Tutorials
There will be two hands-on tutorials. Please see details below.
inlabru
Description
One of the challenges with spatial and spatio-temporal modelling with latent Gaussian fields is how to translate mathematical models into code and computational package interfaces. Whereas the R-INLA package gives users access to complex modelling and inference, it was clear early on that, in particular, spatial and spatio-temporal latent models, and complex observation models such as point process patterns would benefit from an interface that could automate most of the tedious data wrangling necessary to convert data and models into INLA formats. The inlabru package (https://inlabru-org.github.io/inlabru/) was developed with the goal of facilitating spatial model specification in particular, but has since expanded from the GAM-like model class to more general nonlinear predictor expressions, implements a log Gaussian Cox process likelihood for modelling univariate and spatial point processes.

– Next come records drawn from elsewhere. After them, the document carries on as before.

PR #190, opened 2023-03-28
[VEN-1245] feat: make incentiveBps configurable

coreyar:
## Description

Make incentiveBps configurable

Resolves VEN-1245

### DIFF
--- a/contracts/Shortfall/Shortfall.sol
+++ b/contracts/Shortfall/Shortfall.sol
@@ -320,7 +320,8 @@ contract Shortfall is Ownable2StepUpgradeable, AccessControlled, ReentrancyGuard
      * @custom:event Emits MinimumPoolBadDebtUpdated on success
      * @custom:access Restricted to owner
      */
-    function updateMinimumPoolBadDebt(uint256 _minimumPoolBadDebt) external onlyOwner {
+    function updateMinimumPoolBadDebt(uint256 _minimumPoolBadDebt) external {
+        _checkAccessAllowed("updateMinimumPoolBadDebt(uint256)");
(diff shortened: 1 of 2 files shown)


contracts/Shortfall/Shortfall.sol
```diff
@@ -279,6 +283,19 @@ contract Shortfall is Ownable2StepUpgradeable, AccessControlled, ReentrancyGuard
         _startAuction(comptroller);
     }
 
+    /**
+     * @notice Updates the inventive BPS
+     * @param _incentiveBps New incentive BPS
+     * @custom:event Emits IncentiveBpsUpdated on success
+     * @custom:access Restricted to owner
+     */
+    function updateIncentiveBps(uint256 _incentiveBps) external onlyOwner {
```
chechu, line 292: I would integrate this with the ACM instead of using `onlyOwner`

contracts/Shortfall/Shortfall.sol
```diff
@@ -279,6 +283,19 @@ contract Shortfall is Ownable2StepUpgradeable, AccessControlled, ReentrancyGuard
...
+        require(_incentiveBps != 0, "incentiveBps must not be 0");
```
chechu, line 293: Do we know an upper limit? 100%?

contracts/Shortfall/Shortfall.sol
coreyar: I've integrated this with ACM. I also added commits to put the other setter functions behind the ACM to avoid another PR and conflicts

aditya-routv (approved):

chechu (approved):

This tutorial will show how model components are specified with general inputs and mapping methods to the latent variables, and how linear and non-linear model predictors are specified via general R expressions, with separate expressions for each observation likelihood model in multi-likelihood models. In addition, it will demonstrate how to extract the estimation results and perform posterior prediction and plotting. See Fabian E. Bachl, Finn Lindgren, David L. Borchers, and Janine B. Illian (2019), inlabru: an R package for Bayesian spatial modelling from ecological survey data, Methods in Ecology and Evolution, British Ecological Society, 10, 760–766, doi:10.1111/2041-210X.13168, or the most recent manuscript https://arxiv.org/abs/2407.00791(2024).
Packages needed
R (>= 4.4.2), inlabru, INLA (“testing” version), fmesher, sn, sf, terra, tidyterra, INLAspacetime (including their dependencies).

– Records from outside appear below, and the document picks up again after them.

PR #197, opened 2023-04-05
feat: add ability to toggle auctions on and off

coreyar:
## Description

Adds toggle to turn auctions on and off.

### DIFF
--- a/contracts/Shortfall/Shortfall.sol
+++ b/contracts/Shortfall/Shortfall.sol
@@ -71,6 +71,9 @@ contract Shortfall is Ownable2StepUpgradeable, AccessControlledV8, ReentrancyGua
     /// @notice Time to wait for next bidder. initially waits for 10 blocks
     uint256 public nextBidderBlockLimit;
 
+    /// @notice Boolean of if auctions are paused
+    bool public auctionsPaused;
+
     /// @notice Time to wait for first bidder. initially waits for 100 blocks
     uint256 public waitForFirstBidder;
 
@@ -123,6 +126,12 @@ contract Shortfall is Ownable2StepUpgradeable, AccessControlledV8, ReentrancyGua
     /// @notice Emitted when incentiveBps is updated
     event IncentiveBpsUpdated(uint256 oldIncentiveBps, uint256 newIncentiveBps);
 
+    /// @notice Emitted when auctions are paused
+    event AuctionsPaused(address sender);
+
+    /// @notice Emitted when auctions are unpaused
+    event AuctionsResumed(address sender);
+
     /// @custom:oz-upgrades-unsafe-allow constructor
     constructor() {
         // Note that the contract is upgradeable. Use initialize() or reinitializers
@@ -158,6 +167,7 @@ contract Shortfall is Ownable2StepUpgradeable, AccessControlledV8, ReentrancyGua
         waitForFirstBidder = DEFAULT_WAIT_FOR_FIRST_BIDDER;
         nextBidderBlockLimit = DEFAULT_NEXT_BIDDER_BLOCK_LIMIT;
         incentiveBps = DEFAULT_INCENTIVE_BPS;
+        auctionsPaused = false;
     }
 
     /**
@@ -216,6 +226,7 @@ contract Shortfall is Ownable2StepUpgradeable, AccessControlledV8, ReentrancyGua
      * @notice Close an auction
      * @param comptroller Comptroller address of the pool
      * @custom:event Emits AuctionClosed event on successful close
+     * @custom:event Errors if auctions are paused
      */
     function closeAuction(address comptroller) external nonReentrant {
         Auction storage auction = auctions[comptroller];
@@ -273,8 +284,10 @@ contract Shortfall is Ownable2StepUpgradeable, AccessControlledV8, ReentrancyGua
      * @notice Start a auction when there is not currently one active
      * @param comptroller Comptroller address of the pool
      * @custom:event Emits AuctionStarted event on success
+     * @custom:event Errors if auctions are paused
      */
     function startAuction(address comptroller) external {
+        require(!auctionsPaused, "Auctions are paused");
         _startAuction(comptroller);
     }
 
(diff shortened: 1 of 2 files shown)


chechu (commented):
We could follow an approach similar to what we have done in the Vault contracts [here](https://github.com/VenusProtocol/venus-protocol/pull/236), making them "pausable". It uses a modifier and define the guard variable as "pause" (opposite to "enabled")

chechu:
> We could follow an approach similar to what we have done in the Vault contracts [here](https://github.com/VenusProtocol/venus-protocol/pull/236), making them "pausable". It uses a modifier and defines the guard variable as "pause" (opposite to "enabled")

And we could extend this "pause" barrier to other functions: placeBid, closeAuction, restartAuction

coreyar:
> > We could follow an approach similar to what we have done in the Vault contracts [here](https://github.com/VenusProtocol/venus-protocol/pull/236), making them "pausable". It uses a modifier and defines the guard variable as "pause" (opposite to "enabled")
> 
> And we could extend this "pause" barrier to other functions: placeBid, closeAuction, restartAuction

I thought about this and decided that it isn't necessary to "pause" those functions.

If an auction is currently in progress we should let it finish which means bid and close still need to work if auctions are paused. Once auctions are paused `placeBid` and `closeAuction` will no longer work because there will not be any auctions. `restartAuction` won't work because it calls `startAuction`.

If we want to stop in progress auctions we need to add extra logic to send the locked funds back and end the auction

coreyar:
> > > We could follow an approach similar to what we have done in the Vault contracts [here](https://github.com/VenusProtocol/venus-protocol/pull/236), making them "pausable". It uses a modifier and defines the guard variable as "pause" (opposite to "enabled")
> > 
> > 
> > And we could extend this "pause" barrier to other functions: placeBid, closeAuction, restartAuction
> 
> I thought about this and decided that it isn't necessary to "pause" those functions.
> 
> If an auction is currently in progress we should let it finish which means bid and close still need to work if auctions are paused. Once auctions are paused `placeBid` and `closeAuction` will no longer work because there will not be any auctions. `restartAuction` won't work because it calls `startAuction`.
> 
> If we want to pause in progress auctions, I think we need to add extra logic to send the locked funds back and end the auction because it isn't right for us to lock those funds until the auctions are unpaused again.

Auctions will be paused and unpaused via VIP so participants will have time to react before pausing.

contracts/Shortfall/Shortfall.sol
```diff
@@ -354,6 +371,25 @@ contract Shortfall is Ownable2StepUpgradeable, AccessControlled, ReentrancyGuard
...
+     * @custom:access Restricted by ACM
+     */
+    function pauseAuctions() external {
+        _checkAccessAllowed("pauseAuctions()");
+        require(auctionsPaused == false, "Auctions are already paused");
+        auctionsPaused = true;
+        emit AuctionsPaused(msg.sender);
+    }
+
+    function resumeAuctions() external {
```
GitGuru7, line 386: Likely above we can add netspec comments in this external function

defcon022 (commented):
Tests are failing.

contracts/Shortfall/Shortfall.sol
```diff
@@ -354,6 +371,25 @@ contract Shortfall is Ownable2StepUpgradeable, AccessControlled, ReentrancyGuard
...
     }
 
+    /**
+     * @notice Toggle whether auctions are enabled or disabled
+     * @custom:event Emits AuctionEnabledToggled on success
+     * @custom:access Restricted by ACM
+     */
+    function pauseAuctions() external {
+        _checkAccessAllowed("pauseAuctions()");
+        require(auctionsPaused == false, "Auctions are already paused");
```
chechu, line 381:
```suggestion
        require(!auctionsPaused, "Auctions are already paused");
```

contracts/Shortfall/Shortfall.sol
```diff
@@ -354,6 +371,25 @@ contract Shortfall is Ownable2StepUpgradeable, AccessControlled, ReentrancyGuard
...
+        auctionsPaused = true;
+        emit AuctionsPaused(msg.sender);
+    }
+
+    function resumeAuctions() external {
+        _checkAccessAllowed("resumeAuctions()");
+        require(auctionsPaused == true, "Auctions are not paused");
```
chechu, line 388:
```suggestion
        require(auctionsPaused, "Auctions are not paused");
```

contracts/Shortfall/Shortfall.sol
```diff
@@ -261,15 +275,18 @@ contract Shortfall is Ownable2StepUpgradeable, AccessControlled, ReentrancyGuard
      * @notice Start a auction when there is not currently one active
      * @param comptroller Comptroller address of the pool
      * @custom:event Emits AuctionStarted event on success
+     * @custom:event Errors if auctions are paused
      */
     function startAuction(address comptroller) external {
+        require(auctionsPaused == false, "Auctions are paused");
```
chechu, line 281:
```suggestion
        require(!auctionsPaused, "Auctions are paused");
```

contracts/Shortfall/Shortfall.sol
```diff
@@ -364,6 +378,32 @@ contract Shortfall is Ownable2StepUpgradeable, AccessControlledV8, ReentrancyGua
         emit PoolRegistryUpdated(oldPoolRegistry, poolRegistry_);
     }
 
+    /**
+     * @notice Pause auctions. This disables starting new auctions but lets the current auction finish.s
```
chechu, line 382:
```suggestion
     * @notice Pause auctions. This disables starting new auctions but lets the current auction finishes
```

tests/hardhat/Shortfall.ts
```diff
@@ -614,6 +616,29 @@ describe("Shortfall: Tests", async function () {
...
+        .to.emit(shortfall, "AuctionsPaused")
+        .withArgs(owner.address);
+      // vDAI.badDebt.returns(parseUnits("10000", 18));
+      // await vDAI.setVariable("badDebt", parseUnits("10000", 18));
+      // vWBTC.badDebt.returns(parseUnits("2", 8));
+      // await vWBTC.setVariable("badDebt", parseUnits("2", 8));
+
+      // await expect(shortfall.startAuction(poolAddress)).to.be.revertedWith("Auctions are paused");
+      // await expect(shortfall.closeAuction(poolAddress)).to.be.revertedWith("Auctions are paused");
+      // await expect(shortfall.placeBid(poolAddress, 1)).to.be.revertedWith("Auctions are paused");
```
chechu, line 641: ?

chechu (approved):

About the instructor: Professor Lindgren’s research focuses on spatial and spatio-temporal stochastic models, environmetrics, and computational methods and software. Among many others, he co-authored the influential paper “An Explicit Link Between Gaussian Fields and Gaussian Markov Random Fields: The Stochastic Partial Differential Equation Approach,” published in the Journal of the Royal Statistical Society: Series B. Professor Lindgren has contributed to the development of several R packages, including INLA for Bayesian latent Gaussian models and inlabru, a user-friendly interface for INLA with additional features.
Statistical modeling on networks using MetricGraph
By David Bolin and Alexandre De Bustamante Simas
Description
There is an increasing interest in geostatistical modeling on metric graphs, such as street or river networks. Motivated by this, the course provides an introduction to statistical modeling on metric graphs using the MetricGraph package in R. Participants will learn the fundamental concepts of metric graphs and how to build metric graphs from various real-world data sources, such as OpenStreetMap, SSN river data, and TomTom traffic data.
In addition to building and manipulating metric graphs, participants will learn how to add and integrate external data into metric graphs and explore data visualization techniques using ggplot2, plotly and leaflet. The course also introduces participants to mixed effects models and log-Gaussian Cox processes on metric graphs, including Gaussian random fields such as the Whittle-Matérn fields, and demonstrates how to fit these models using the MetricGraph package in combination with R-INLA and inlabru.
Packages needed
MetricGraph, inlabru, INLA, leaflet, mapview, viridis, fmesher, sf, rSPDE
About the instructors:
David Bolin is an Associate Professor of Statistics and Affiliate Professor of Applied Mathematics and Computational Sciences at KAUST. Before joining KAUST, he held positions at Chalmers University of Technology and the University of Gothenburg, where he earned the title of Docent in Mathematical Statistics. Bolin’s research focuses on stochastic partial differential equations (PDEs) and their applications in statistics, with an emphasis on developing computationally efficient tools for modeling non-stationary and non-Gaussian processes.
Alexandre B. Simas is a Research Scientist in the Statistics Program at KAUST. Before joining KAUST, he was an Associate Professor at the Federal University of Paraíba in Brazil. His research focuses on stochastic analysis, spatial statistics, and partial differential equations, with a recent emphasis on random fields on metric graphs. Simas has contributed to the development of practical tools, such as the MetricGraph package, co-developed with David Bolin and Jonas Wallin, which connects theoretical foundations with applied statistical modeling on complex spatial structures.